O Stato…

(Attenzione: in questo articolo si fa un uso disinvolto delle lettere maiuscole)

Nell’ultimo mese, un evento che credevo non mi avrebbe mai spinto a questa conclusione mi ha fatto riflettere sui ringraziamenti che dovrei rivolgere a [inserire nome di divinità a piacere] per il fatto di essere un uomo molto, molto fortunato.

Sto parlando, ovviamente, dell’epocale decisione presa da Mark Zuckerberg (o da chiunque si occupi di queste cose dalle parti di Menlo Park, California) di introdurre anche su Whatsapp la funzione “Storie”, mascherandola abilmente dietro la denominazione “Stato”.Per quei tre o quattro di voi che fossero stati senza WiFi nell’ultimo mese (qualcuno un giorno troverà anche voi, come furono infine ritrovati anche quei soldati giapponesi che nel 1960 credevano ancora di essere in guerra, e non in affari, con gli Stati Uniti): con l’ultimo aggiornamento della popolare app di messagistica, è stata introdotta la possibilità di condividere con tutti i propri contatti (o anche solo con alcuni di loro) degli “stati”, ossia dei contenuti multimediali (foto, video, testo, e magari anche tutte queste cose insieme, non ho ben indagato) che restano visibili per solo ventiquattr’ore, prima di essere cancellati (dal telefono del “condividente” e da quello dei “condivisi”, ma l’esperienza del passato ci autorizza a dubitare dell’amnesia dei server di Facebook, che dal 2014 possiede Whatsapp). In questo, i capoccia dell’azienda bianca e blu hanno dimostrato di volersi accodare a quanto già fatto, e con successo, da altre piattaforme di social network: dallo stesso Facebook a Instagram (pure di proprietà di Zuckerberg), fino a Snapchat e Telegram.

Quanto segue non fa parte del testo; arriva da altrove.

Issue #3109, opened 2026-07-10
[bug] infra provider common library doesn't provide a method to get image factory URLs


Unix4ever:
As we don't have a common method for getting an image URL in the providers they generate it on their own.
But as factory address is now picked by the common infra provider module, the rest of the code should follow it.
So if it selects another image factory (which is configured in Omni), infra provider should also generate the image URL using the correct address, not static one.

To fix it we can introduce a method on the provision context struct, that will use the correct base image factory address and the auth credentials for the image factory.

Coler-e:
This should take care of Proxmox Infra provider currently being incompatible with on prem factories because it has the factory url hardcoded right?

PR #3250, opened 2026-08-11
feat: serve infra provider boot assets through Omni

oguzkilcan:
Every infra provider reached the image factory itself, at the hardcoded public URL, so an on-prem or authenticated factory was out of reach, and each provider carried its own copy of the factory's URL layout and file naming.

A provision step now names the asset it wants by kind, platform, architecture and format, and Omni does the rest: it creates the schematic, picks the factory serving that Talos version, works out the filename including the secure boot variant, and answers with a URL plus whatever headers the fetch has to carry.

Providers hold no factory URL, no factory credentials, and no knowledge of how assets are named, so an authenticated or on-prem factory needs no provider-side configuration at all. Where something else performs the fetch and cannot be handed a header, such as PXE firmware or a hypervisor download API given a bare URL, the provider asks for a self-contained URL instead.

Related: #3109


client/pkg/imagefactory/endpoint.go
```diff
@@ -0,0 +1,166 @@
...
+		if pxeBaseURL, err = derivePXEBaseURL(baseURL); err != nil {
+			return Endpoint{}, err
+		}
+	}
+
+	// An Omni that predates ImageFactoryAuth, or one whose role cannot read it, denies the read outright.
+	// Tolerating that keeps provisioning working against older servers, but only where the factory does not
+	// need credentials in the first place.
+	username, password, err := Credentials(ctx, st, baseURL)
+	if err != nil && (isEnterprise || status.Code(err) != codes.PermissionDenied) {
```
Unix4ever: This "if" is hard to understand. I wonder if we could hide this complexity inside the Credentials method. Maybe we can omit isEnterprise flag there. Any factory might have auth technically

smira (approved):

smira:
I guess this doesn't resolve #3109 - as we need to update all providers first? 

Do we have a way to make them start only with newer Omni?

client/pkg/imagefactory/endpoint.go
oguzkilcan: We discussed this and it seems Image Factory is acting differently when accessed with auth headers. Attempting to access a normal Image Factory with auth headers might lead to issues. @shanduur please correct me if I am wrong.

client/pkg/infra/provision/context.go
```diff
@@ -91,18 +93,20 @@ type ConnectionParams struct {
 func NewContext[T resource.Resource](
 	machineRequest *infra.MachineRequest,
 	machineRequestStatus *infra.MachineRequestStatus,
-	state T,
+	providerState T,
 	connectionParams ConnectionParams,
 	imageFactory FactoryClient,
 	runtime controller.QRuntime,
+	omniState state.State,
```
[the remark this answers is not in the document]
oguzkilcan: We will release this with a new minor tag. So users of the library can be aware that there are breaking changes.

oguzkilcan:
> I guess this doesn't resolve #3109 - as we need to update all providers first?
> 
> Do we have a way to make them start only with newer Omni?

You are right, this doesn't resolve the issue. Each infra provider will need to bump their omni client library to have access to these changes. I'll update the description.

client/pkg/imagefactory/endpoint.go
Slessi: I think it makes sense to be dumb about this here and just use auth if Omni says it has auth.

If Omni or factory is configured wrong that wouldn't be a concern of this function.

client/api/omni/management/management.proto
```diff
@@ -424,6 +471,7 @@ service ManagementService {
   rpc KubernetesSyncManifests(KubernetesSyncManifestRequest) returns (stream KubernetesSyncManifestResponse);
   rpc CreateSchematic(CreateSchematicRequest) returns (CreateSchematicResponse);
   rpc CreateSchematicFromRaw(CreateSchematicFromRawRequest) returns (CreateSchematicResponse);
+  rpc GetBootAssetURL(BootAssetRequest) returns (BootAssetResponse);
```
utkuozdemir:
```suggestion
  rpc GetBootAsset(BootAssetRequest) returns (BootAssetResponse);
```

Since we send a `BootAssetRequest` and get a `BootAssetResponse`, not `BootAssetURL[Request|response]`?

oguzkilcan: I first implemented both method and request/response as BootAsset, I updated the method name later, forgot to update request and response. Will do so now.

client/pkg/imagefactory/bootasset.go
```diff
@@ -0,0 +1,304 @@
...
+		switch {
+		case r >= 'a' && r <= 'z', r >= 'A' && r <= 'Z', r >= '0' && r <= '9':
+			return false
+		case r == '.', r == '_', r == '-':
+			return false
+		default:
+			return true
+		}
+	}) == -1 && value != "." && value != ".."
+}
```
utkuozdemir, line 79: Wondering if we should use what stdlib provides here, instead of doing this. For example, build the url, pass it to `URL.Parse()` - if it passes, we are good. There can be also alternative/better ways.

oguzkilcan: Let me look into that.

oguzkilcan: URL Parser would still see a valid url though but it might not be a correct asset url. This function makes sure the value passed doesn't effect other path segments.

client/pkg/imagefactory/clients.go
```diff
@@ -89,17 +98,33 @@ func NewClientsFromState(ctx context.Context, st state.State) (*Clients, error)
...
-	auth, err := safe.ReaderGetByID[*omni.ImageFactoryAuth](ctx, st, normalizeFactoryURL(url))
-	if err != nil && !state.IsNotFoundError(err) {
+// credentialsAllowingDenied reads the credentials for a factory, treating a denied read as "no credentials".
+//
+// An Omni that predates ImageFactoryAuth, or a caller whose role cannot read it, denies the read outright.
+// Callers that only need to reach a factory serving assets anonymously should still get there, and one that
+// does need credentials fails on its own with a 401 naming the factory.
+func credentialsAllowingDenied(ctx context.Context, st state.State, factoryURL string) (username, password string, err error) {
+	username, password, err = Credentials(ctx, st, factoryURL)
+	if err != nil && status.Code(err) != codes.PermissionDenied {
```
utkuozdemir, line 108: I don't understand this - `Credentials` only does a resource read, how can it return PermissionDenied GRPC code?

client/pkg/infra/infra.go
```diff
@@ -207,57 +206,128 @@ func (provider *Provider[T]) Run(ctx context.Context, logger *zap.Logger, opts .
...
-
-	if useProxied {
-		supported, err := supportsProxiedImageFactory(ctx, st, logger)
-		if err != nil {
-			return nil, err
-		}
+// minOmniVersion is the oldest Omni an infra provider built against this library can talk to. Older
+// servers do not serve CreateSchematicFromRaw, and there is no longer a path around it: schematics are
+// created through Omni so that the image factory stays Omni's business alone.
+const minOmniVersion = "1.9"
```
utkuozdemir: Why not simply rely on `Unimplemented` of GRPC here? I'm not a big fan of the pattern of putting Omni versions into Omni itself.

internal/backend/runtime/omni/state_access.go
```diff
@@ -397,7 +397,8 @@ func filterAccess(ctx context.Context, access state.Access) error {
 	switch access.ResourceType {
 	case omni.MachineType, // infra provider needs to be able to read machines to find out force-deleted ones and deprovision them
 		siderolink.APIConfigType,        // infra provider needs to be able to read connection params to join nodes to Omni
-		siderolink.ConnectionParamsType: // infra provider needs to be able to read connection params to join nodes to Omni
+		siderolink.ConnectionParamsType, // infra provider needs to be able to read connection params to join nodes to Omni
+		omni.ImageFactoryAuthType:       // infra provider needs the credentials to pull boot assets from an authenticated factory
```
utkuozdemir: Don't get this - shouldn't the credentials be returned only on the `BootAssetResponse`? If yes, why should infra providers need access to this resource?

oguzkilcan: This is for backwards compatibility, new management endpoint will be valid for Omni 1.11. Older versions will fallback to read the Image Factory credentials and this happens on provider code so Infra provider SA needs read access.

client/pkg/imagefactory/clients.go
oguzkilcan: If the caller doesn't have correct Role to read `ImageFactoryAuth` resource, then state_access would return it, no?

client/pkg/infra/infra.go
oguzkilcan: It was just for the error message, we already use Unimplemented. I'll embed it directly in to the error.

client/pkg/imagefactory/bootasset.go
```diff
@@ -0,0 +1,304 @@
...
+		talosVersion = constants.DefaultTalosVersion
+	}
+
+	if !validPathSegment(schematicID) {
+		return BootAsset{}, fmt.Errorf("%w: invalid schematic ID %q", ErrInvalidInput, schematicID)
+	}
+
+	version := "v" + strings.TrimLeft(talosVersion, "v")
+
+	if !validPathSegment(version) {
```
utkuozdemir: This only checks that the version is a valid path segment, so a value that is not a version at all still resolves successfully. `not-a-version` becomes `.../vnot-a-version/nocloud-amd64.raw.xz` and the caller gets a success response with a URL that can only 404 at the factory, so the useful error appears at download or PXE boot time instead of on this call. `CreateSchematic` already rejects such values with `semver.ParseTolerant`.

Reproducer: save this beside `bootasset_test.go` and run:

```console
cd client && go test ./pkg/imagefactory/ -run TestReviewRejectsInvalidTalosVersion -count=1
```

```go
func TestReviewRejectsInvalidTalosVersion(t *testing.T) {
	t.Parallel()

	ctx := t.Context()
	st := newTestState(t)

	createFeaturesConfig(ctx, t, st, nil)

	_, err := imagefactory.ResolveBootAsset(ctx, st, "not-a-version", diskSpec(), schematicID, false)
	require.ErrorIs(t, err, imagefactory.ErrInvalidInput)
}
```

At this head it fails with `Expected error with "invalid boot asset request" in chain but got nil`.

client/api/omni/management/management.proto
```diff
@@ -189,6 +189,53 @@ message CreateSchematicResponse {
...
+  // TalosVersion selects the image factory the same way asset URLs do.
+  string talos_version = 1;
+  // SchematicId is the ID the image factory returned for a schematic, e.g. from CreateSchematicFromRaw.
+  string schematic_id = 2;
+  // StandaloneUrl makes Omni return a URL containing everything needed, e.g. the credentials or token
+  // in the URL itself, instead of returning them in the headers.
+  //
+  // When this is set, Headers on the response will be empty. It is implied for PXE assets, which are
+  // fetched by firmware that cannot send headers.
+  bool standalone_url = 3;
```
utkuozdemir, line 217: A standalone URL carries the credentials, so wherever it ends up written, an iPXE script, a hypervisor task log, it hands them to whoever can read that. Worth saying on the field, since providers will pass these URLs to systems that log them.

```suggestion
  // StandaloneUrl makes Omni return a URL containing everything needed, e.g. the credentials or token
  // in the URL itself, instead of returning them in the headers.
  //
  // Such a URL is as sensitive as the credentials it carries. Anything it is written into, like an
  // iPXE script or a task log, exposes them to whoever can read it.
  //
  // When this is set, Headers on the response will be empty. It is implied for PXE assets, which are
  // fetched by firmware that cannot send headers.
  bool standalone_url = 3;
```

client/pkg/infra/provision/context.go
```diff
@@ -79,6 +76,13 @@ func WithOverlay(overlay schematic.Overlay) SchematicOption {
 	}
 }
 
+// WithEmbeddedMachineConfig adds embedded machine config to the schematic.
+func WithEmbeddedMachineConfig(config string) SchematicOption {
```
utkuozdemir, line 80: Nothing in this PR uses this option. Is it groundwork for the provider updates?

internal/backend/grpc/schematics.go
```diff
@@ -176,6 +177,54 @@ func (s *managementServer) CreateSchematicFromRaw(ctx context.Context, request *
...
+	management.BootAssetURLRequest_BOOT_ASSET_KIND_PXE:  imagefactory.BootAssetKindPXE,
+	management.BootAssetURLRequest_BOOT_ASSET_KIND_ISO:  imagefactory.BootAssetKindISO,
+	management.BootAssetURLRequest_BOOT_ASSET_KIND_DISK: imagefactory.BootAssetKindDisk,
+}
+
+// GetBootAssetURL implements managementServer.
+func (s *managementServer) GetBootAssetURL(ctx context.Context, request *management.BootAssetURLRequest) (*management.BootAssetURLResponse, error) {
+	if _, err := auth.CheckGRPC(ctx, auth.WithExactRoles(role.InfraProvider, role.Operator, role.Admin)); err != nil {
+		return nil, err
+	}
```
utkuozdemir, line 192: Why not keep `ImageFactoryAuth` non-readable to infra providers and do the read here as the internal actor instead? This endpoint reads the state filtered by the caller's role, so the `state_access.go` change exists only to let this read pass. With this, that change can be reverted, and providers get the credentials only through this response instead of also being able to read and watch the resource directly. It'd be more secure. Needs the `actor` import.

```suggestion
	if _, err := auth.CheckGRPC(ctx, auth.WithExactRoles(role.InfraProvider, role.Operator, role.Admin)); err != nil {
		return nil, err
	}

	// The role check above is the authorization, so read the image factory credentials as Omni itself
	// rather than requiring the caller to be able to read the ImageFactoryAuth resource.
	ctx = actor.MarkContextAsInternalActor(ctx)
```

client/pkg/imagefactory/bootasset.go
```diff
@@ -0,0 +1,304 @@
...
+	}
+
+	return ""
+}
+
+// BootAsset is a fetchable boot asset.
+//
+// Fetch URL, sending Headers when they are not empty. The URL is opaque and can carry secrets, whether
+// as credentials or as a factory token, so it does not belong in a log line.
+type BootAsset struct {
```
utkuozdemir, line 138: Since providers will pass this struct around and log it, what about a `String()` with a value receiver that prints only the host, the schematic ID and the storage key? `zap.Any` and `%v` then stay safe even when the URL carries credentials. Masking just the userinfo would not be enough, a token can travel in the query, so printing only the safe fields seems better. It will not cover reflection or `json.Marshal`, but it covers the common accident.

oguzkilcan: This is a good catch.

client/api/omni/management/management.proto
```diff
@@ -189,6 +189,53 @@ message CreateSchematicResponse {
...
+  // Platform is the Talos platform, e.g. "metal" or "nocloud".
+  string platform = 5;
+  string architecture = 6;
+  // Format is the disk image format of the disk kind, e.g. "raw.xz" or "qcow2.gz", and unused by every
+  // other kind, whose format the kind itself implies.
+  string format = 7;
+  bool secure_boot = 8;
+}
+
+message BootAssetURLResponse {
```
utkuozdemir, line 232: The URL is the only identity the provider gets for the asset here, and it is not a stable one. For example, the Proxmox provider names the ISO it stores after a hash of the URL, and with a standalone URL the credentials are part of that hash:

1. The provider stores the ISO as `7f3a...iso`, a hash of `https://bob:secret1@factory.corp/image/<schematic>/v1.13.8/nocloud-amd64.iso`.
2. The factory password is rotated. The same asset now has `bob:secret2` in the URL, so the hash becomes `c09d...iso`.
3. The provider does not find `c09d...iso` in the storage and downloads the same ISO again. The old copy stays behind forever.

What about returning a stable storage key in this response (e.g., a digest of the factory base URL, the schematic ID, the Talos version and the filename)? Providers would store assets under that name instead. It only changes when the asset itself changes, e.g., when the schematic is different, or a factory serving different builds is configured.

Since Omni computes it, the algorithm can also evolve without the providers updating their client library. The changes to it need to be additive, so that the existing keys stay stable, the same way schematic IDs stay stable when new customization fields are added.

internal/backend/grpc/schematics.go
oguzkilcan: We need to give infra providers ImageFactoryAuth to so, an infra provider using new omni client can connect to an older version of Omni where management endpoint doesn't exist.

oguzkilcan: Come to think of it, you are right. I'll drop state access changes and use internal actor in management api.

internal/backend/runtime/omni/state_access.go
oguzkilcan: Will go away.

utkuozdemir (approved):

Non so cosa stia accadendo sui vostri smartphone (possiedo purtroppo il numero di telefono di uno solo di voi, che non so come vorrà interpretare questa frase) a seguito di questa rivoluzione, di cui senza dubbio solo la mia miopia storica mi impedisce di vedere la portata, ma una veloce statistica fatta dando sguardi quotidiani allo schermo del mio mi dice che la cosa è stata accolta con una certa indifferenza. Sono pochissimi (forse un 2% dei miei contatti) coloro che vedo utilizzare lo “Stato” con una certa frequenza; senza dubbio, molti meno di quelli che, in passato, sceglievano di scrivere qualcosa di personale sotto la propria immagine profilo, qualcosa che andasse a sostituire l'”Hi there! I’m using WhatsApp!” che la app ci scriveva di default (e di cui, per quel ben noto tratto del mio carattere, oggi sento la mancanza, pur non avendolo mai sopportato). Se togliamo coloro che si sono serviti della funzione solo per irriderne l’introduzione, per abbandonarla subito dopo, poi, la percentuale scende ulteriormente; ed è appunto per questo, che mi sento un uomo fortunato: ho incontrato nella mia vita e sono entrato in intimità (almeno, quanto basta per scambiarmi con loro il numero di telefono) con persone che, per la stragrande maggioranza, di questo incredibile tool non sentono il bisogno. Ed io mi trovo bene, con chi si accontenta dell’essenziale (ma che poi, al momento giusto, chiede l’impossibile).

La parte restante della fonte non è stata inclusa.